Saiwal explains that a cyber claim doesn't work like a typical insurance claim. Unlike a fire or theft, where the damage is visible immediately, a cyberattack needs to be investigated before anyone can even say what was lost. Once a company reports an incident, insurers bring in forensic investigators, breach coaches, legal counsel and PR advisers together, not one at a time. The priority in the first hours is containing the attack and preserving evidence, so that the cause and the financial loss can be established properly before a claim is settled.
Saxena adds that manufacturing has become a clear example of why this matters. "One of the most important aspects of cyber-attacks on enterprises is the massive business interruption losses that they incur," he says. "Depending on the severity of the attack, it may take businesses weeks or even months to bounce back to the pre-cyber-attack level of business operations.
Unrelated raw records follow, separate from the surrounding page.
PR #3773, opened 2025-11-01
Adjust game height and minimum Y values

Erdef119:
The minimum Y was wrong for versions >1.17, and height was wrong for >1.18

### DIFF
--- a/lib/plugins/game.js
+++ b/lib/plugins/game.js
@@ -56,8 +56,8 @@ function inject (bot, options) {
       bot.registry.loadDimensionCodec(packet.dimensionCodec)
     }
 
-    bot.game.minY = 0
-    bot.game.height = 256
+    bot.game.minY = -64
+    bot.game.height = 320
 
     if (bot.supportFeature('dimensionDataInCodec')) { // 1.19+
       // pre 1.20.5 before we consolidated login and respawn's SpawnInfo structure into one type,


olcxja:
so cool now I can bot my server

extremeheat:
This is supposed to be set by the server in the codec and specific dimension data, why are you hard coding it ? The default values are set simply for old versions.

Erdef119:
well it didn't work on a server i was playing on and there is a check for onGround below y 0, idk why it doesn't work but when i changed these values it worked

extremeheat:
Can you provide log output after adding this code :
```js
bot._client.on('login', (d) => console.dir(d, { depth: null })
bot._client.on('respawn', (d) => console.dir(d, { depth: null })
bot.on('spawn', () => console.dir(bot.registry.dimensionsByName, { depth: null })
```

Erdef119:
[out.txt](https://github.com/user-attachments/files/23506253/out.txt)
Note that this data could be from before the bot gets transferred to the server with onGround checks (this is after the code changes)

Erdef119:
I have just looked into the logs, and there is data from the other servers

extremeheat:
Could be an issue with mismatched field names between `login` and `respawn`. I notice worldType and dimension have unequal naming between the two

plainprince:
Made a new PR fixing all the CI's and using correct per-world lookup, #3822

PR #3786, opened 2025-12-14
Add Velocity proxy support for Minecraft 1.20.2+ configuration phase

StarWeizz:
# Fix Velocity Proxy Support for Minecraft 1.20.2+ Configuration Phase

## Summary

This PR fixes bot disconnections when connecting through Velocity proxy servers with Minecraft 1.20.2+ versions. The issue occurred during server transfers when the bot sent gameplay packets (movement, physics) during the configuration phase, causing the server to kick the bot with error: "Disconnected, while in configuration phase".

Fixes #3764

### Background

Minecraft 1.20.2 introduced a new "configuration phase" that occurs:
- During initial login
- During server transfers via Velocity proxy
- When changing resource packs

During this phase:
- **Only configuration packets are allowed** (registry_data, resource_pack, finish_configuration, etc.)
- **Gameplay packets are NOT allowed** (movement, position, look, etc.)
- Sending gameplay packets causes immediate disconnection

### What Was Broken

Mineflayer was sending physics/movement packets during the configuration phase, causing:
1. **Server kicks** with error: "Disconnected, while in configuration phase server_resource_pack"
2. **Failed transfers** between Velocity backend servers
3. **Resource pack deadlocks** - server waiting for SUCCESSFULLY_LOADED before sending finish_configuration

### 1. New Velocity Plugin (`lib/plugins/velocity.js`)

A new plugin that:
- **Tracks configuration phase state** via `bot.inConfigurationPhase` flag
- **Detects configuration phase** through multiple events:
  - `start_configuration` (1.20.2+)
  - `select_known_packs` (1.21+)
  - `registry_data` (1.20.2+)
  - `transfer` (1.20.5+)
- **Disables physics** during configuration to prevent movement packets
- **Automatically accepts resource packs** during configuration phase (sends ACCEPTED + SUCCESSFULLY_LOADED immediately)
- **Re-enables physics** after configuration completes (after finish_configuration)
- **Emits events** for tracking: `bot.on('configurationPhase', (phase) => {})`

### 2. Physics Plugin Modification (`lib/plugins/physics.js`)

Added checks to prevent sending movement packets during configuration:
- `sendPacketPosition()` - Returns early if `bot.inConfigurationPhase`
- `sendPacketLook()` - Returns early if `bot.inConfigurationPhase`
- `sendPacketPositionAndLook()` - Returns early if `bot.inConfigurationPhase`
- `updatePosition()` - Returns early if `bot.inConfigurationPhase`

[...]

PR #3794, opened 2025-12-28
Send client brand correctly during configuration state for MC 1.20.2+

ODAKAB:
Handling configuration state should be considered with #3786

### DIFF
--- a/lib/plugins/game.js
+++ b/lib/plugins/game.js
@@ -27,6 +27,11 @@ function inject (bot, options) {
     throw new Error('Unsupported brand channel name')
   }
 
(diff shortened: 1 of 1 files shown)


extremeheat:
This looks like it belongs in node-minecraft-protocol

ODAKAB:
> This looks like it belongs in node-minecraft-protocol

I don't know, based on rest of the code and also based on how it handled sending client brand inside mineflayer, it made sense to me. If you say past commits were also inappropriate to do them inside mineflayer, then it might be better if someone more familiar with all these projects and their relationship does it.

PR #3754, opened 2025-10-04
🎈 1.21.9/1.21.10 support

rom1504bot:
This automated PR sets up the relevant boilerplate for Minecraft version 1.21.9.

Ref: 1096

* You can help contribute to this PR by opening a PR against this <code branch>pc1_21_9</code> branch instead of <code>master</code>.

PR #3811, opened 2026-01-20
Pc 1 21 9

HenkjanvDiermen:
Using SuperGamerTron's PR https://github.com/PrismarineJS/mineflayer/pull/3807

Fix example tests failing due to protocol auto-detection - pass version from test harness to example bots


extremeheat:
Done in #3754

PR #3822, opened 2026-02-07
Fix dimension type lookup for 1.19-1.20.4 on proxy/modded servers

plainprince:
## Summary

- For versions 1.19-1.20.4, the dimension codec lookup (`dimensionsByName`) used `packet.worldName` (the world/level name) instead of the dimension **type** name. On vanilla servers these are identical, but on proxy or modded servers they can differ (e.g. world `"lobby"` with dimension type `"overworld"`), causing the lookup to fail and leaving `minY=0, height=256` as incorrect defaults.
- Uses the correct field for the dimension type: `worldType` from login packets, `dimension` from respawn packets. This also fixes the `skyLightSent` check in `blocks.js` which compares `bot.game.dimension === 'overworld'`.
- Removes a dead-code fallback (`packet.worldType && !bot.game.dimension`) that was guarded by a condition that could never be true, since `dimensionIsAWorld` always set `bot.game.dimension` first.

Related to #3773 -- this is the proper fix for the underlying issue (rather than hardcoding `-64`/`320` as defaults, which breaks pre-1.17 versions).

## Test plan

- [x] All 353 internal tests pass (`npx mocha test/internalTest.js`)
- [x] Verified on a local 1.21.4 vanilla server: `minY=-64, height=384` correctly resolved from the dimension codec
- [x] CI should pass for all supported versions (no change to defaults for pre-1.19)
- [ ] Ideally tested on a BungeeCord/Velocity proxy with custom world names to confirm the lookup now resolves correctly

### DIFF
--- a/test/externalTests/dimensionData.js
+++ b/test/externalTests/dimensionData.js
@@ -1,5 +1,4 @@
 const assert = require('assert')
-const { onceWithCleanup } = require('../../lib/promise_utils')
 
 module.exports = () => {
   const tests = []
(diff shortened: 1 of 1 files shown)


plainprince:
Do you prefer with comments to show the bugfix or should I remove them?

extremeheat:
Comments are good when explaining non obvious logic, it doesn't seem excessive here

plainprince:
Welp, all CI's pass! That's great!

plainprince:
I can try to test it on a custom paper server with a custom spawn dimension and see if it works, but I feel like the testing here is slightly excessive (and I already tested it with all vanilla dimensions) as I see no reason why it should fail, but it's no problem if you want me to.

plainprince:
Can we merge?

PR #3827, opened 2026-02-08
Fix flaky time and nether tests

plainprince:
## Summary
Fixes two flaky tests that cause spurious CI failures on unrelated PRs (e.g. #3821).

- **time test**: The daylight cycle was left enabled during `/time set` assertions, so time would drift between the command and the check (e.g. expected 18000, got 21695 -- a delta of 3695, well beyond the 510-tick tolerance). Fix: disable daylight cycle before time transition tests and re-enable only for the progression/toggle sections.
- **nether test**: On slow CI runners, `placeBlock` would time out waiting for `blockUpdate` (5s hard limit) immediately after chunk loading. Fix: add a 1s stabilization wait after `waitForChunksToLoad()`.

## Test plan
- [ ] CI time test passes consistently across all versions
- [x] CI nether test passes on 1.15.2
- [x] No regressions on other tests

Made with [Cursor](https://cursor.com)

### DIFF
--- a/test/externalTests/plugins/testCommon.js
+++ b/test/externalTests/plugins/testCommon.js
@@ -192,9 +192,16 @@ function inject (bot) {
       })
       childBotName = message.json.with[0].insertion
       bot.chat(`/tp ${childBotName} 50 ${bot.test.groundY} 0`)
-      // The server processes commands in order, so the TP is applied
-      // before this chat message is delivered to the child bot. The
-      // child's waitForChunksToLoad() then waits at the new position.
+      // Wait for the child entity to arrive at the teleport target,
+      // confirming the server has processed the TP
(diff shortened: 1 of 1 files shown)


plainprince:
Just a heads up -- #3828 includes these flaky test fixes alongside the `@types/node` bump from #3821. If #3828 gets merged, this PR can be closed as the changes are already covered there.

plainprince:
The reason the last test fails is probably due to a corrupted packet which is just a problem with the way this CI works at it's lowest level, so it can be safely ignored :)

rom1504:
Please rebase

plainprince:
Closing in favor of #3828, which includes these flaky test fixes alongside the @types/node bump.

PR #3828, opened 2026-02-08
Bump @types/node to 25.2.1 + fix flaky time & nether tests

plainprince:
## Summary
- Bumps \`@types/node\` from \`^24.0.6\` to \`^25.2.1\` (supersedes #3821)
- Fixes two flaky tests that were causing CI failures on #3821 (and other PRs)

## Flaky test fixes
- **time test**: Daylight cycle was left enabled during \`/time set\` assertions, so time would drift between the command and the check (e.g. expected 18000, got 21695). Fix: disable daylight cycle before time transition tests, re-enable only for progression/toggle sections.
- **nether test**: \`placeBlock\` timed out on slow CI waiting for \`blockUpdate\` right after chunk loading. Fix: add a 1s stabilization wait after \`waitForChunksToLoad()\`.

## Test plan
- [x] Lint passes
- [x] Time test passes consistently across all versions
- [x] Nether test passes on 1.15.2
- [x] No regressions on other tests

Made with [Cursor](https://cursor.com)

### DIFF
--- a/test/externalTests/plugins/testCommon.js
+++ b/test/externalTests/plugins/testCommon.js
@@ -192,9 +192,16 @@ function inject (bot) {
       })
       childBotName = message.json.with[0].insertion
       bot.chat(`/tp ${childBotName} 50 ${bot.test.groundY} 0`)
-      // The server processes commands in order, so the TP is applied
-      // before this chat message is delivered to the child bot. The
-      // child's waitForChunksToLoad() then waits at the new position.
+      // Wait for the child entity to arrive at the teleport target,
+      // confirming the server has processed the TP
+      const targetPos = new Vec3(50, bot.test.groundY, 0)
+      while (!bot.players[childBotName]?.entity ||
+             bot.players[childBotName].entity.position.distanceTo(targetPos) > 5) {
+        await sleep(100)
+      }
+      // Let the child's physics engine initialize at the new position
+      // (ground detection, chunk processing) before starting the test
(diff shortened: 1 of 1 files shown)


plainprince:
flaky tests are still failing, working on them.

plainprince:
Nice, CI is passing and the flaky tests are seemingly fixed.

rom1504:
Please rebase

test/externalTests/plugins/testCommon.js
```diff
@@ -188,14 +188,21 @@ function inject (bot) {
...
       bot.chat(`/tp ${childBotName} 50 ${bot.test.groundY} 0`)
-      setTimeout(() => {
-        bot.chat('loaded')
-      }, 5000)
+      // Wait for the child entity to arrive at the teleport target,
+      // confirming the server has processed the TP
+      const targetPos = new Vec3(50, bot.test.groundY, 0)
+      while (!bot.players[childBotName]?.entity ||
+             bot.players[childBotName].entity.position.distanceTo(targetPos) > 5) {
+        await sleep(100)
```
rom1504: Much better to use events than this kind of checking every 100ms

rom1504:
Merging as it looks like a strict improvement 

However the while wait for 100ms check is an anti pattern for mineflayer and we should use events or introduce appropriate ones if there are none. Would be great to fix in other PR or at least we should not reproduce this pattern in other places of the code base

Issue #3833, opened 2026-02-13
Throwing wind charges down


SwedZou:
I have not yet found any way to make the bot throw a wind charge down at the ground. If i use activateItem(), the bot will look up and then throw the wind charge. And bot._client.write doesn't work in 4.34.0
I would like a similar function as ActivateItem(), but that doesn't looks up when running. Or a function just for throwing things.

Issue #3621, opened 2025-03-28
allow rotations in activateItem


boxyfour:
## Is your feature request related to a problem? Please describe.

i've been trying to implement a feature that allows the bot to rotate downwards and use an xp bottle, but the default implementation for activateItem assumes the rotation of the player to be 0 0.

## Describe the solution you'd like

a second parameter expecting a vector2 for the rotation, or pitch / yaw. default it to 0 0 otherwise

## Describe alternatives you've considered

sucking it up and throwing xp at a wall

cnbdhr62:
Our system attempted to address this issue:

Added rotation parameter to activateItem function to allow specifying pitch/yaw when using items. This enables more precise control over item usage direction, particularly useful for throwing experience bottles downward. The rotation parameter is optional and defaults to 0,0 to maintain backward compatibility.

You can examine the suggested modifications here: https://github.com/cnbdhr62/PrismarineJS-mineflayer-3621/commit/1f6f4899ff6c5835fbb6b7a077011ba0a6577556.


> [!CAUTION]
> Advisory: This solution was generated using automated tools, and we strongly recommend reviewing the code thoroughly before implementation. The solution may be partial - please consider it as inspiration for your own implementation.

---

http://missionfixinternet.com

Nekiplay:
and i need this

PR #3840, opened 2026-02-21
Fix activateItem always having the same rotation

SuperGamerTron:
Correctly uses the bot's rotation in the `activateItem` function instead of having a (0, 0) rotation.
Fixes:
https://github.com/PrismarineJS/mineflayer/issues/3537
https://github.com/PrismarineJS/mineflayer/issues/3621
https://github.com/PrismarineJS/mineflayer/issues/3833

### DIFF
--- a/test/externalTests/activateItem.js
+++ b/test/externalTests/activateItem.js
@@ -1,0 +1,76 @@
+const assert = require('assert')
+
+module.exports = () => async (bot) => {
+  const Item = require('prismarine-item')(bot.registry)
+
+  // Test that activateItem sends the bot's actual rotation (PR #3840).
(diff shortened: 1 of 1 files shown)


osyra42:
Could this be related to why my bot always faced south when trying to go fishing? The bot will look at the right water block and then turn south quickly, cast, and then look back at the block.

DatArnoGuy:
> Could this be related to why my bot always faced south when trying to go fishing? The bot will look at the right water block and then turn south quickly, cast, and then look back at the block.

Yes

osyra42:
has this been pulled to main?

rom1504:
Added tests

Having a cyber insurance policy of adequate limit is perhaps the only way these losses can be made good." The EY report backs this up, saying that India ranks second globally in ransomware volume, with average downtime of 21 days per incident.
Cyberattacks are also changing in a way that is testing how insurers set prices in the first place. "It is changing the frequency curve much faster than most Indian insurers' actuarial models have been able to adapt," Shah says. "Insurers are still relying largely on historical loss data from the pre-AI era... premiums are still underpriced relative to the actual risk." Malani makes a similar point from a different angle. "AI breaks a foundational actuarial assumption--that attack frequency is relatively stable and severity is the main variable to model."
The EY report adds context on where this exposure is concentrated: 61% of breaches in 2023 were linked to third-party vendors, meaning a single weak supplier can affect several companies at once, a growing concern as insurers try to price supply chain risk into policies.
Two cybersecurity firms add sharper, narrower observations. Dr. Sanjay Katkar, joint managing director at Quick Heal Technologies, points out that "AI-enabled attacks are making phishing campaigns more convincing, automating reconnaissance activities, and scaling social engineering attempts with unprecedented speed and precision." Parag Khurana, country manager, India at Barracuda Networks, offers a check on how much of this is genuinely new: "AI allows more cyberattackers to find and exploit more security gaps, faster. AI is a force multiplier rather than a revolution."
Insurers say they are responding by looking well beyond the size of a policy when deciding what to charge and what to cover. "Cyber insurance underwriting practices are evolving in response to the changing landscape of cyber risks," Saxena says. "Insurers now consider several factors, including the exposure of IT systems, their vulnerability to attack, and the coverages selected, not just the policy's sum insured." He adds that enterprises today expect more than a payout: "enterprises now expect insurers not only to indemnify losses but also to provide incident response support, access to vendor networks, and proactive risk assessments."
Raghavendra BV, partner, Cyber Security Consulting at EY India, describes this as part of a wider convergence between security and insurance, with companies increasingly using cyber risk quantification to decide how much cover to buy and insurers using the same data to price it. The EY report notes that premiums rose 50% in 2023 amid rising losses, with insurers becoming more selective about who they cover.
Whether that recalibration keeps pace with how fast attacks are evolving is likely to shape how quickly India's cyber insurance market grows from here.